Monday, August 30, 2010

Just when I think I have it all figured out....


Less than one hour after I took this picture, this little guy was on his back in the MV ER, getting sewn together like a rag doll. A sad rag doll, by the way.

I have close to 300 pictures from our last jaunt to the island - but this is the one that makes me pause. I can't stop looking at it.

At the moment this picture was taken - if you'd asked me if Dec could conquer the world, I'd have said yes. Without hesitating, "Yes".

But in the hospital minutes later, as I held his tiny hand tight, wiped the crusty blood from his chin and read him boring stories from the kids water safety magazine we found in the lobby, I'd have had a very different answer.

He's a gentle, breakable, split-table, fragile baby.

How often we think we've got it all figured out.

How often I think that my hours spent planning each bit part, or managing each minute will give me more control - only to find that I have no control over any of it.

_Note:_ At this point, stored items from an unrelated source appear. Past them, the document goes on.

Issue #1487, opened 2026-08-04
fix(frontend): context creation is blocked by a UI-only key gate, with no reason shown


JFK:
## Symptom

A **Pro** workspace with 3 existing contexts cannot create another one: the
"New Context" button is disabled and **nothing on screen says why**. The natural
reading is "my plan only allows one context", which is what was reported.

Neither the plan nor the quota is involved.

## Root cause: a UI-only gate with no backend counterpart

`frontend/src/app/(authenticated)/workspace/contexts/page.tsx:479`

```tsx
disabled={hasOpenAIKey === false || isQuotaReached}
```

`isQuotaReached` is structurally `false` for a Pro workspace (see the second bug
below), so the disable comes entirely from `hasOpenAIKey === false`.

**Context creation has no server-side key precondition.** `contexts.py:474-553`
and `context_service.py:196-250` create the Context row, the
`ContextSearchConfig` and the Qdrant collection with zero embedding calls and
zero key lookups. Creation succeeds without a key on every tier.

The probe was never meant to be an entitlement gate. Both the API client
(`frontend/src/lib/api/workspaces.ts:551-561`) and the route
(`backend/src/api/routes/workspaces.py:1165,1185`) attribute it to **#181,
"OpenAI API key guidance in context creation" / "Prevent context creation
errors"** — guidance, so users would not later hit a confusing embedding
failure. The state variable is mislabelled `// Issue #165: API key check`.

`enable_byok` defaults to `True` (`settings.py:510-511`), so this is the default
posture, not a niche deployment.

### Why it is silent

The explanatory amber alert and the "Configure API Key" CTA live at
`page.tsx:861-919`, **inside the `contexts.length === 0` branch only**.
`hasOpenAIKey` appears nowhere in the non-empty branch. So:

| workspace state | what the user sees |
|---|---|
| 0 contexts, no key | alert + CTA explaining what to do |
| ≥1 context, no key | **a dead button and no explanation** |

The reported workspace has 3 contexts, so it lands in the second row.

### The gate is also empirically wrong

The affected workspace holds **676 memories across its 3 contexts** and
`recall`/`remember` work normally against it with no key row. Everything the key
would be needed for already works; only the button is dead.

## Second bug: the client re-implements the quota, wrongly

`page.tsx:129-130`

```tsx
const isQuotaReached =
  currentWorkspace?.plan_name === "free" && contexts.length >= 1;
```

The literal `1` and the free-only branch are wrong in four ways:

[...]

PR #1493, opened 2026-08-04
feat(auth): sign-out semantics for multi-account, and 3 review fixes (#1488 Phase 4)

### LINKED ISSUE #1488: feat(auth): multi-account switching from the sidebar
Switch between **accounts** from a menu at the bottom-left of the sidebar, the
way Google/Slack do it.

## Short answer: yes, but it is not a UI addition

The sidebar menu is the easy part. Multi-account fights **two invariants that
were chosen on purpose**, and a third thing that is not session state at all.

### 1. One session cookie per browser

All four login flows funnel through three `set_cookie` calls, and every one of
them writes the same key at the same path:

- `auth.py:874-882` (Google), `:1325-1333` (GitHub), `:1441-1449`
  (`_set_session_cookie`, used by password login `:1605` and MFA `:1654`)
- all `key="kagura_session"`, `path="/"`, no `domain`, no suffix or index

A browser stores exactly one value per (host, path, name), so signing in as B
destroys the browser's handle on A. The read side matches: one
`request.cookies.get("kagura_session")` (`middleware/session.py:107`) setting one
`request.state.user` (`:115`).

### 2. One session per user, enforced server-side

Every login calls `delete_user_sessions` before minting a new one
(`auth.py:809`, `:1281`, `:1402`), filtered by user_id
(`auth/session.py:340-342`). This is deliberate — **#114**. So even if the cookie
problem were solved, the server actively destroys the other session.

### 3. The active workspace is a column on `users`, not session state

This is the one that is easy to miss. `get_current_user` returns
`request.state.user` verbatim (`auth/dependencies.py:126`) and that dict never
contains `current_workspace_id`. It is grafted on later by `require_session_auth`
(`:482-484`) and `get_user_from_api_key_or_session` (`:606-608`), each doing a
fresh `select(User.current_workspace_id)` (`:84`).

So "which workspace am I in" is **global per user across every device, tab and
session**. Two tabs of the *same* account already cannot sit in different
workspaces. Any multi-account fix has to make account *and* workspace
request-scoped, or switching accounts in one tab will yank the other.

## Product tension worth naming

Account **linking** already exists (#517) and does the architectural opposite:
it collapses several identities into ONE user. Before building multi-account, it
is worth being explicit that we want both — "one human, several identities,
merged" *and* "one browser, several accounts, kept apart" are different answers
to overlapping problems.

Also note the top-left switcher already covers *workspaces*, and one user can
already belong to many. If the real need is "get to my other workspace faster",
that exists today and this issue is not the answer.

## Proposed design: container session

Two shapes were considered.

**Rejected — one cookie per account** (`kagura_session_<slot>` plus a pointer
cookie). It multiplies the cookie surface, needs a CSRF story for the pointer,
and makes `delete_user_sessions` semantics much harder to reason about.

**Chosen — one cookie, many accounts inside the server-side record.** The cookie
stays exactly as it is; the Redis session record becomes:

```
{ accounts: { <user_id>: {identity...} }, active: <user_id> }
```

- Adding an account = a login that ADDS to the record instead of replacing it
- Switching = mutating `active` server-side; no cookie semantics change at all
- #114's "one session per user" is preserved *per account*
- No new CSRF surface, because nothing new is client-writable

`current_workspace_id` moves into the per-account entry in that record, with the
`users` column kept as the persisted default for a fresh login.

## Phases

1. **Session container** — reshape the record, keep exactly one account in it.
   Pure refactor, no visible change. `require_session_auth` and
   `get_user_from_api_key_or_session` read the active account's workspace from
   the session, falling back to the column.
2. **Add / switch** — `POST /auth/accounts/switch`, and a login path that adds
   rather than replaces. Server-side only; still no UI.
3. **Sidebar menu** — bottom-left account switcher. Model it on the existing
   bottom user menu, not the top-left `WorkspaceSwitcher` (which is a hand-rolled
   non-standard control).
4. **Sign-out semantics** — sign out *this account* vs *all accounts*, and clear
   the client caches that sign-out currently leaves behind.

## Out of scope

- Account linking (#517) — the opposite direction, already shipped
- API-key auth, which is per-workspace and unaffected

## Acceptance criteria

- [ ] Two accounts can be signed in at once in one browser; neither evicts the other
- [ ] Switching accounts does not change what any other tab of the other account sees
- [ ] Two tabs of the *same* account can sit in different workspaces (this is
      currently impossible and is a prerequisite, not a bonus)
- [ ] Signing out of one account leaves the other signed in
- [ ] `delete_user_sessions`' one-session-per-user guarantee still holds per account

JFK:
Closes #1488.

Phase 4 completes the multi-account work, and repairs three defects an
adversarial review of the whole v0.64.0 surface turned up — two of them in
code already merged and running in production.

## Phase 4 — what "sign out" means now

`POST /auth/logout?scope=current|all`, wiring up `remove_account`: a Phase 2
primitive that no route had ever called.

- **The default stays `all`.** An older frontend served during a blue/green
  rollout posts to this route bare; if the default ever became `current` those
  callers would silently start leaving accounts signed in.
- **The cookie is cleared only when the session actually ended.** Clearing it
  while other accounts remain would log the user out anyway and orphan their
  records in Redis — which, from the browser, looks like the feature simply not
  working.
- **The route stays unauthenticated.** Adding an auth dependency here reads as
  hardening and would instead 401 exactly the users who most need to log out:
  those whose session already expired.
- **A refused removal degrades to a full sign-out.** Reporting failure would
  leave the user signed in as the account they just asked to leave; the wide
  action always satisfies the request.

On the client, `clearIdentityScopedClientState()` drops what the cookie cannot:
keys written with no user id in them. `kagura_last_workspace_id` is the one that
shows — sign out as A, back in as B, and B's workspace picker opens on A's
workspace. `theme`, `kagura_locale` and the sidebar layout are deliberately
**kept**: they are device preferences, and the common multi-account case is one
person with a work and a personal account.

## Review fixes

**Critical — adding an account deleted the session it was appending to.**
`delete_user_sessions` ran before the add-account intent was read. It matches by
MEMBERSHIP and deletes whole containers, so re-authenticating an identity the
container already held destroyed the session the flow exists to append to,
taking every other signed-in account with it, then failed. `prompt=consent`
means a user with one account at the IdP hit this *every* time they clicked
"Add another account". Fixed by reading the intent first and passing
`exclude_session_id`; #114 still invalidates every OTHER session for that
identity.

**Critical — the user menu closed itself.** `SidebarContent` was a component
defined inside `Sidebar`, so every render produced a new component type and
React remounted the whole subtree, discarding the Radix dropdown's uncontrolled
open state. Latent before this milestone; the switcher made it fire on every
open, ~200ms in, before the account rows were ever visible. **The Phase 3
switcher was effectively unreachable in production.**

**Major — "Add another account" assumed Google.** On a deployment without Google
configured (the OSS default is password login with no OAuth at all) the item
navigated the whole tab onto a raw 500 JSON page. Now reads `/auth/config` and
fails closed.

**Major — the quota banner told paid workspaces the free-plan rule.** #1487
widened the gate to "any plan at the server-sent cap" but left the banner
asserting "Free plan allows 1 context. Upgrade to Basic or Pro". A Pro
workspace at 20/20 was told all three of those, falsely.

Plus: the empty-state Create bypassed the quota gate its siblings honour, and
`contextLimitReached` read "per workspaceanization".

## Verification

Every fix is pinned by a test that was **verified by mutation** — the guard is
reintroduced, the test is confirmed to fail, the fix is restored. That includes
the two criticals: reverting `SidebarContent` to an inline component fails the
remount test, and dropping `exclude_session_id` fails four container tests.

The add-account ordering pin is measured on the **AST**, not the source text. A
first version searched the text and failed against *correct* code, because the
earliest textual occurrence of `delete_user_sessions` is now inside the comment
explaining the fix. An assertion a prose edit can break is not measuring code.

The create-gate suite's next-intl mock dropped interpolation vars, so it could
only see *that* a banner appeared, never that it said something false. It now
echoes them.

| Gate | Result |
|---|---|
| backend pytest (auth surface) | 426 passed |
| backend ruff | clean |
| backend pyright | 0 errors |
| frontend tsc | 0 errors |
| frontend vitest | no new failures |

Two pre-existing local failures (`useSystemFeatures`, `CostDashboard`) were
confirmed against a stashed baseline; the Windows-only `next build` segfault was
confirmed against a clean `origin/main` worktree. None are caused by this branch.

## Not covered

The two-account flow has **not** been exercised in a real browser — signing a
second account in requires entering credentials, which I cannot do. Everything
reachable without that is under test. Given that one of the criticals above made
the switcher unusable while its unit tests were green, this is worth a manual
pass before relying on it.


JFK:
Thanks — took both wording notes in a87726e2.

Pushing back on the CodeQL one (`Superfluous trailing arguments` on
`new StorageEvent("storage", {...})` in Sidebar.test.tsx), because I think the
alert is wrong rather than the code.

`StorageEvent` has taken a `StorageEventInit` dictionary as its second
constructor argument since the DOM standard replaced the legacy
`initStorageEvent()` form. The argument is not superfluous — it is the only way
to set `key` and `newValue`, which is exactly what the listener under test
reads. CodeQL is matching against a stale extern in its bundled
`webstorage.js`, which models the interface without the constructor init dict.

The suggested workaround (`new Event("storage")` plus two `Object.defineProperty`
calls and a cast) would make the test three lines longer, less faithful to what
a browser actually dispatches, and would need a comment explaining why it is
written the odd way — all to satisfy a stale type model. The `Analyze
(javascript-typescript)` job passes, so nothing is gated on it.

Happy to change it if the alert turns out to gate something I have missed, or if
the repo would rather keep the security dashboard empty regardless — just say
which and I will apply it.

I'd had Dec's lunch made and waiting for him when Dame ran through the door shouting that we were on our way to the ER and to "grab the keys....quickly..."

Hard to swallow but important to note that it's not my job to have total control either.

My job is to save each memory scrap and kiss each memory scrape and wipe the dirt from banged up knees.

Oh and it's my job to enjoy it too. All of it.

Because just when I think I have it all figured out. I totally, totally don't.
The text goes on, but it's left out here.